[TASK REQUIREMENTS]: Each line of the data below must be given again exactly as written.

╭─ SOURCE DATA

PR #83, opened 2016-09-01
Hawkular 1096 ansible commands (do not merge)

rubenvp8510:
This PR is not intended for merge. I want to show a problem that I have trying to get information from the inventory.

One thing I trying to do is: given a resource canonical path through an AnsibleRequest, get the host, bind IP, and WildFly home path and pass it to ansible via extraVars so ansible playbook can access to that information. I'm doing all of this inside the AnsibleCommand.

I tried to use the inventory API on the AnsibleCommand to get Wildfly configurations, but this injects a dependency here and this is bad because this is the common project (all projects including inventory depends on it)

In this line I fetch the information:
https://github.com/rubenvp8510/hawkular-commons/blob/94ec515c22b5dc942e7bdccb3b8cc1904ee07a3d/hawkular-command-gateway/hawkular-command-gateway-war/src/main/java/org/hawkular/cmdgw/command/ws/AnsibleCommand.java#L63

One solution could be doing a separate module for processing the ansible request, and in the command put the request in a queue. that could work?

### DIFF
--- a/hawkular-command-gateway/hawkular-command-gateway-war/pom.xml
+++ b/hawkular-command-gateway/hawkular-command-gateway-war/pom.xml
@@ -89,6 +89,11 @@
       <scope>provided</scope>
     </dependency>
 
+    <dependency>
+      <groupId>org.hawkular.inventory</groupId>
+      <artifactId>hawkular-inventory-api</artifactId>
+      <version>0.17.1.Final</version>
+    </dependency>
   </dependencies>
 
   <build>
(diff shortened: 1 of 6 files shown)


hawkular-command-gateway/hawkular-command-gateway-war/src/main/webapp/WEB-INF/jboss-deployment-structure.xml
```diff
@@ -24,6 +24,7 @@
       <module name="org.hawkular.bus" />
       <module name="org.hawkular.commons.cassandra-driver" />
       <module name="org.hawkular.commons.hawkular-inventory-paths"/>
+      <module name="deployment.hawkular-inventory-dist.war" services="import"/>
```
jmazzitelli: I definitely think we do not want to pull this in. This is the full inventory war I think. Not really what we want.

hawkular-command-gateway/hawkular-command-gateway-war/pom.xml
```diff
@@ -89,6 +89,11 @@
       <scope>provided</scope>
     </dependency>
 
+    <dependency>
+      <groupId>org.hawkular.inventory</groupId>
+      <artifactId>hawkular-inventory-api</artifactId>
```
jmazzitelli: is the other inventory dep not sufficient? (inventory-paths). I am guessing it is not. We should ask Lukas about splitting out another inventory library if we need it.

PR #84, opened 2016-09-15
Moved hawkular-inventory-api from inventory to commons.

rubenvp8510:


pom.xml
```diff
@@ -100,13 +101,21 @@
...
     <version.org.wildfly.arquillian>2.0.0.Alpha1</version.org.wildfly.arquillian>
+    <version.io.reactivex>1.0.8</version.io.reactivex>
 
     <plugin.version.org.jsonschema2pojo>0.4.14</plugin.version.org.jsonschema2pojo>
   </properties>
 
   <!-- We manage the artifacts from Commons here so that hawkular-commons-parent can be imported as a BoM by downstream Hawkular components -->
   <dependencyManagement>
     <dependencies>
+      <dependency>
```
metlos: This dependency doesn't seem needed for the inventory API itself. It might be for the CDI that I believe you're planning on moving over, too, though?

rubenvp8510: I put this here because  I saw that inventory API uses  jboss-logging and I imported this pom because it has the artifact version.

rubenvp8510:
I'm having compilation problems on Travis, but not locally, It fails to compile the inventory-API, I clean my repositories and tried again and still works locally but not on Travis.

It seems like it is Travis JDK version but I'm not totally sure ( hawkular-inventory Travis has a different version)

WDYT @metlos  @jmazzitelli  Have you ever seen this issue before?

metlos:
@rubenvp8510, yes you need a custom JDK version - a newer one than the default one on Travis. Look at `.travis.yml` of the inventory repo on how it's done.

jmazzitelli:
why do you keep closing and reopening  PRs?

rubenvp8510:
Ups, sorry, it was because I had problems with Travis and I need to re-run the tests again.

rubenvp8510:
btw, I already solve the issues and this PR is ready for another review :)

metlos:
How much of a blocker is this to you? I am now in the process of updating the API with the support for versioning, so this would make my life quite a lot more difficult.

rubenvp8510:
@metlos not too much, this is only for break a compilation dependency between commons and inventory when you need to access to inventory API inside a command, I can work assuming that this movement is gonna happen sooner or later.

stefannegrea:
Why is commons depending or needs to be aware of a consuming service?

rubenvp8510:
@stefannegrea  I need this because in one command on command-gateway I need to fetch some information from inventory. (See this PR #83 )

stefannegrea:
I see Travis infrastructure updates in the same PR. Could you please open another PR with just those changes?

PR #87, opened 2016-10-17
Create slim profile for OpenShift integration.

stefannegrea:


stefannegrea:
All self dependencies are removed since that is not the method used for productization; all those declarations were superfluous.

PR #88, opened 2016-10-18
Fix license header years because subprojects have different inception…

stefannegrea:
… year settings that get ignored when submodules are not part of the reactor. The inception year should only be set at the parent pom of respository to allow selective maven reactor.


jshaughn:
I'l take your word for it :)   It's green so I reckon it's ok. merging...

╰─

[SOLUTION TO THIS EXERCISE]:
PR #83, opened 2016-09-01
Hawkular 1096 ansible commands (do not merge)

rubenvp8510:
This PR is not intended for merge. I want to show a problem that I have trying to get information from the inventory.

One thing I trying to do is: given a resource canonical path through an AnsibleRequest, get the host, bind IP, and WildFly home path and pass it to ansible via extraVars so ansible playbook can access to that information. I'm doing all of this inside the AnsibleCommand.

I tried to use the inventory API on the AnsibleCommand to get Wildfly configurations, but this injects a dependency here and this is bad because this is the common project (all projects including inventory depends on it)

In this line I fetch the information:
https://github.com/rubenvp8510/hawkular-commons/blob/94ec515c22b5dc942e7bdccb3b8cc1904ee07a3d/hawkular-command-gateway/hawkular-command-gateway-war/src/main/java/org/hawkular/cmdgw/command/ws/AnsibleCommand.java#L63

One solution could be doing a separate module for processing the ansible request, and in the command put the request in a queue. that could work?

### DIFF
--- a/hawkular-command-gateway/hawkular-command-gateway-war/pom.xml
+++ b/hawkular-command-gateway/hawkular-command-gateway-war/pom.xml
@@ -89,6 +89,11 @@
       <scope>provided</scope>
     </dependency>
 
+    <dependency>
+      <groupId>org.hawkular.inventory</groupId>
+      <artifactId>hawkular-inventory-api</artifactId>
+      <version>0.17.1.Final</version>
+    </dependency>
   </dependencies>
 
   <build>
(diff shortened: 1 of 6 files shown)


hawkular-command-gateway/hawkular-command-gateway-war/src/main/webapp/WEB-INF/jboss-deployment-structure.xml
```diff
@@ -24,6 +24,7 @@
       <module name="org.hawkular.bus" />
       <module name="org.hawkular.commons.cassandra-driver" />
       <module name="org.hawkular.commons.hawkular-inventory-paths"/>
+      <module name="deployment.hawkular-inventory-dist.war" services="import"/>
```
jmazzitelli: I definitely think we do not want to pull this in. This is the full inventory war I think. Not really what we want.

hawkular-command-gateway/hawkular-command-gateway-war/pom.xml
```diff
@@ -89,6 +89,11 @@
       <scope>provided</scope>
     </dependency>
 
+    <dependency>
+      <groupId>org.hawkular.inventory</groupId>
+      <artifactId>hawkular-inventory-api</artifactId>
```
jmazzitelli: is the other inventory dep not sufficient? (inventory-paths). I am guessing it is not. We should ask Lukas about splitting out another inventory library if we need it.

PR #84, opened 2016-09-15
Moved hawkular-inventory-api from inventory to commons.

rubenvp8510:


pom.xml
```diff
@@ -100,13 +101,21 @@
...
     <version.org.wildfly.arquillian>2.0.0.Alpha1</version.org.wildfly.arquillian>
+    <version.io.reactivex>1.0.8</version.io.reactivex>
 
     <plugin.version.org.jsonschema2pojo>0.4.14</plugin.version.org.jsonschema2pojo>
   </properties>
 
   <!-- We manage the artifacts from Commons here so that hawkular-commons-parent can be imported as a BoM by downstream Hawkular components -->
   <dependencyManagement>
     <dependencies>
+      <dependency>
```
metlos: This dependency doesn't seem needed for the inventory API itself. It might be for the CDI that I believe you're planning on moving over, too, though?

rubenvp8510: I put this here because  I saw that inventory API uses  jboss-logging and I imported this pom because it has the artifact version.

rubenvp8510:
I'm having compilation problems on Travis, but not locally, It fails to compile the inventory-API, I clean my repositories and tried again and still works locally but not on Travis.

It seems like it is Travis JDK version but I'm not totally sure ( hawkular-inventory Travis has a different version)

WDYT @metlos  @jmazzitelli  Have you ever seen this issue before?

metlos:
@rubenvp8510, yes you need a custom JDK version - a newer one than the default one on Travis. Look at `.travis.yml` of the inventory repo on how it's done.

jmazzitelli:
why do you keep closing and reopening  PRs?

rubenvp8510:
Ups, sorry, it was because I had problems with Travis and I need to re-run the tests again.

rubenvp8510:
btw, I already solve the issues and this PR is ready for another review :)

metlos:
How much of a blocker is this to you? I am now in the process of updating the API with the support for versioning, so this would make my life quite a lot more difficult.

rubenvp8510:
@metlos not too much, this is only for break a compilation dependency between commons and inventory when you need to access to inventory API inside a command, I can work assuming that this movement is gonna happen sooner or later.

stefannegrea:
Why is commons depending or needs to be aware of a consuming service?

rubenvp8510:
@stefannegrea  I need this because in one command on command-gateway I need to fetch some information from inventory. (See this PR #83 )

stefannegrea:
I see Travis infrastructure updates in the same PR. Could you please open another PR with just those changes?

PR #87, opened 2016-10-17
Create slim profile for OpenShift integration.

stefannegrea:


stefannegrea:
All self dependencies are removed since that is not the method used for productization; all those declarations were superfluous.

PR #88, opened 2016-10-18
Fix license header years because subprojects have different inception…

stefannegrea:
… year settings that get ignored when submodules are not part of the reactor. The inception year should only be set at the parent pom of respository to allow selective maven reactor.


jshaughn:
I'l take your word for it :)   It's green so I reckon it's ok. merging...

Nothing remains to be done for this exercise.